Let $\mathbb{K}$ be a field of characteristic $p$ and let $f: \mathbb{A}_{\mathbb{K}}^{1} \mapsto \mathbb{A}_{\mathbb{K}}^{1}$ be the morphism of the form $x \mapsto x^p$. We consider $\mathbb{A}_{\mathbb{K}}^{1}$ to be an affine group scheme (the additive group). Let $Z$ be the kernel of the morphism $f$.
1) Is it an affine group scheme?
2) If yes, which is an expression of the form $Z=SpecA$?
3) If we consider the multiplicative group $\mathbb{A}_{\mathbb{K}}^{1} \setminus \{0\}$, it's the same of 1) valid?
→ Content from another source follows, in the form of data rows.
PR #11628, opened 2020-11-26
Update typography in `text-styles`

lisasy:
## What type of PR is this? (check all applicable)

- [ ] Refactor
- [ ] Feature
- [ ] Bug Fix
- [x] Optimization
- [ ] Documentation Update

## Description
Update typography in `text-styles` to improve overall visual rhythm and eliminate unnecessary margins or padding on `:only-child` elements.

#### Before
Screen Shot 2020-11-24 at 2 00 25 PM

Screen Shot 2020-11-24 at 8 45 36 AM

#### This PR
Screen Shot 2020-11-25 at 4 32 48 PM
Screen Shot 2020-11-25 at 4 33 00 PM
Screen Shot 2020-11-25 at 4 33 06 PM
Screen Shot 2020-11-25 at 4 32 31 PM

_Please replace this line with instructions on how to test your changes, as well
as any relevant images for UI changes._

### UI accessibility concerns?

_If your PR includes UI changes, please replace this line with details on how accessibility is impacted and tested. For more info, check out the [Forem Accessibility Docs](https://docs.forem.com/frontend/accessibility)._

## Added tests?

- [ ] Yes
- [ ] No, and this is why: _please replace this line with details on why tests
      have not been included_
- [ ] I need help with writing tests

## Added to documentation?

- [ ] [Developer Docs](https://docs.forem.com) and/or [Admin Guide](https://forem.gitbook.io/forem-admin-guide/)
- [ ] README
- [ ] No documentation needed

## [optional] What gif best describes this PR or how it makes you feel?

alt_text

PR #11743, opened 2020-12-04
Text styles

ludwiczakpawel:

- [x] Refactor
- [ ] Feature
- [ ] Bug Fix
- [ ] Optimization
- [ ] Documentation Update

## Description

This PR cleans up our texts styling a bit in the post content area. It is inspired by #11628 - after talking to Lisa we agreed to make some changes and I figured it would make more sense to create a separate PR.

- Closes #11628 

Ideally, you can just click through different posts that you have locally. You can also try to use this [markdown template](https://gist.githubusercontent.com/ludwiczakpawel/ac5c332bfe5a37dfde002949cee65890/raw/907c8cb151efa1f63c120dcdc9ccefb7619a79c7/test.md) - it includes bunch of different combinations of tags.

## Added tests?

- [ ] Yes
- [x] No, not needed.

## Added to documentation?

- [ ] README
- [x] No documentation needed


ludwiczakpawel:
@lisasy friendly remainder :).

lisasy:
There are some use-cases where maintaining a `margin-bottom` via `margin: 0 0 var(--content-rhythm) 0;`. In my original PR, I proposed this as a safeguard:

```
 & > *:only-child {
    margin: 0;
  }
```

Unless you suspect this might have negative consequences, is this something we can bring in here?

Image 2020-12-08 at 1 14 48 PM

lisasy:
This is a comment you left in our 1:1 Slack channel:

> I didn’t feel very strongly about overwriting default color and text-transform of headlines - that was originally included in your PR.
> - we should let users decide what should have uppercase letters and what not. I can imagine situations where not using uppercase letters could be intentional. think of someone thinking about having title like “@BradleyCooper noStringsAttached” (lol :D). if we overwrite original style with uppercase it would be “@BRADLEYCOOPER NOSTRINGSATTACHED”… i mean, lets let users have some creativity freedom :stuck_out_tongue:

That seems like a sensible rationale to me, and my initial approach to us was us having an opinionated typography on Forem so that we can elevate their content via good visual design. One benefit of greater variation of `h` stylings is it also offers people more option to "prettify" or write their content — it could also enhance the reading experience if people can scan through different sections more easily. If in the future we can see some optimizations in typography, I would like for us to be open-minded here :)

app/assets/stylesheets/base/typography.scss
```diff
@@ -96,44 +95,52 @@ body {
...
     padding: 0;
+    font-weight: var(--fw-bold);
+    line-height: var(--lh-tight);
   }
 
   h1 {
-    font-size: 1.85em;
-    line-height: 1.25em;
-    font-weight: 400;
+    font-size: 2em;
```
lisasy, line 105: Something I notice (and I hope it isn't an incorrect observation but let me know if it is) is that when I resize the viewport to the smallest size, the `h` texts stay the same size as when it's on XL viewport. I'm wondering if it might be more ideal for these to scale relative to viewport because something on a phone doesn't need to see a really really big `h1`; all they need to know is that it's the most emphasize title relative to everything else.

I've heard of using `rem`s as one way to approach this and I would love to hear how you're thinking about this.

app/assets/stylesheets/base/typography.scss
```diff
@@ -96,44 +95,52 @@ body {
...
+    font-size: 1em;
   }
 
   hr {
     width: 25%;
     opacity: 0.1;
+    border-radius: var(--radius);
     border: 1px solid var(--body-color);
-    margin: 1.3em auto 1.5em;
+    margin: calc(var(--content-rhythm) * 2) auto;
```
lisasy, line 133: Really nice change!

app/assets/stylesheets/base/typography.scss
```diff
@@ -96,44 +95,52 @@ body {
...
+  h4 {
+    font-size: 1.4em;
+  }
+
+  h5 {
+    font-size: 1.2em;
+  }
+
+  h6 {
+    font-size: 1em;
```
lisasy, line 125: Do you think we can write these lines like this so that we can reference how they fit into our Crayons variables?

As someone who contributes to this code and and wants to maintain consistency, this would be very helpful.

`font-size: 1em // 18px // var(--fs-l);`

lisasy:
In this example here, the font-size of the post title is smaller than the font-size of the `h1` text. Can you help reconcile this so the hierarchy here plays more nicely? 

Image 2020-12-08 at 1 55 04 PM

lisasy:
I was looking at the scale you've defined here, and I see the hierarchy, but when I do the math for some of them, it creates values that aren't referenced in our [design system's typography](https://www.figma.com/file/4FOzCCKLZaLBz6X5TZCVNF/Design-System?node-id=242%3A77).

Given that we've spent good time defining this system and know that it helps things look balanced, what is the trade-off of using `em` values that would result as closely as possible to these variables we've decided on? I thought a benefit is that it allow us to maintain typographic consistency since the text must work with typography elsewhere on the app. (also, this comment is also related to this one about the trade-off of using [rem instead of em](https://github.com/forem/forem/pull/11743#discussion_r538828648))

The tricky thing here: we have different `--content-font-size` for the `base` size and the `medium` size. Here's a possibility based on some quick math....

### What we have right now

```
h1 --> 2em // 36px var(--fs-4xl)
h2 --> 1.8em //  32.5px --> UNEVEN VALUE
h3 --> 1.6em // 28.8px --> UNEVEN VALUE
h4 --> 1.4em // 25.2px --> UNEVEN VALUE
h5 --> 1.2em // 21.6px --> UNEVEN VALUE
h6 --> 1em // 18px var(--fs-l)
```


### Proposed / Base
```
h1 --> 2em // 36px var(--fs-4xl)
h2 --> ??????? 
h3 --> 1.67em // 30px var(--fs-3xl) ?????? 
h4 --> 1.33em // 24px var(--fs-2xl)
h5 --> 1.11em // 20px var(--fs-xl)
h6 --> 1em // 18px var(--fs-l)
```

Those `em` values are not, but I thought that if its endpoints results in aligning more closely to our type scale, that will be better visual design. Taking our literal type system and applying it "breaks" because you have see I don't really know what to put in `h2` :P Let's pair on this!

app/assets/stylesheets/base/typography.scss
ludwiczakpawel: `em` unit is relative to its parent and the parent font-size is dependent on two factors:

1. whether it's article body or article comments
2. breakpoint

So we can't really define what 1em means because we can't tell what's the main context :P. I think adding px values (or referencing variables) may add a bit of confusion in this case TBH.

app/assets/stylesheets/base/typography.scss
ludwiczakpawel: > Something I notice (and I hope it isn't an incorrect observation but let me know if it is) is that when I resize the viewport to the smallest size, the h texts stay the same size as when it's on XL viewport.

I'll check, maybe something is broken.

> I've heard of using rems as one way to approach this

`rem`s are a bit different - these are relative to the font size defined in the `body` element. These are much more useful in scenarios like this for simple layouts and designs, especially when *everything* can be scalable based on font-size (including all kinda of sizes for elements, paddings, margins, etc. etc)...
These won't be very useful in our case (here, where we define article typography) - but we do use `rem`s in other areas, where appropriate.

lisasy: I see -- thanks for that explanation :)

ludwiczakpawel:
> There are some use-cases where maintaining a margin-bottom via margin: 0 0 var(--content-rhythm) 0; (...)

This should be solved now. 

> That seems like a sensible rationale to me, and my initial approach to us was us having an opinionated typography on Forem so that we can elevate their content via good visual design. (...) If in the future we can see some optimizations in typography, I would like for us to be open-minded here :)

Yea, I think I agree and we could revisit that later on since I think this will require more testing against existing posts to make sure we don't break anything for anyone (which I'm also not sure how to tackle in an efficient way tbh). But I can totally see us setting some constraints around designs of various elements. To get this PR out the door, let's just circle back to this at some point.

> In this example here, the font-size of the post title is smaller than the font-size of the h1 text. Can you help reconcile this so the hierarchy here plays more nicely?

Good catch, I've made some adjustments.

The kernel of any morphism of affine group $k$-schemes is an affine group $k$-scheme. Indeed, if $f : G \to H$ is a morphism of group $k$-schemes, then the kernel is $G \times_H \{ e \}$, which is affine if $G$ and $H$ are, and it is straightforward (if a little tedious) to see that the group structure on $G$ restricts to a group structure on $G \times_H \{ e \}$.
Recall that $\mathbb{A}^1_k = \operatorname{Spec} k [x]$ and that the Frobenius homomorphism $\mathbb{A}^1_k \to \mathbb{A}^1_k$ comes from the unique homomorphism $k [x] \to k [x]$ sending $x$ to $x^p$. Accordingly, the kernel of the Frobenius morphism must be $\operatorname{Spec} k [x] / (x^p)$. Note that it is irreducible but not reduced.
For the multiplicative group, recall that $\mathbb{A}^1_k \setminus \{ 0 \} = \operatorname{Spec} k [x, x^{-1}]$. The $n$-th power homomorphism $\mathbb{A}^1_k \setminus \{ 0 \} \to \mathbb{A}^1_k \setminus \{ 0 \}$ comes from the unique morphism $k [x, x^{-1}] \to k [x, x^{-1}]$ sending $x$ to $x^n$. The kernel of the $n$-th power map is $\operatorname{Spec} k [x] / (x^n - 1)$, which (unsurprisingly) is the space of $n$-th roots of unity. Of course, if $n > 0$ and $p \mid n$, then this will not be reduced.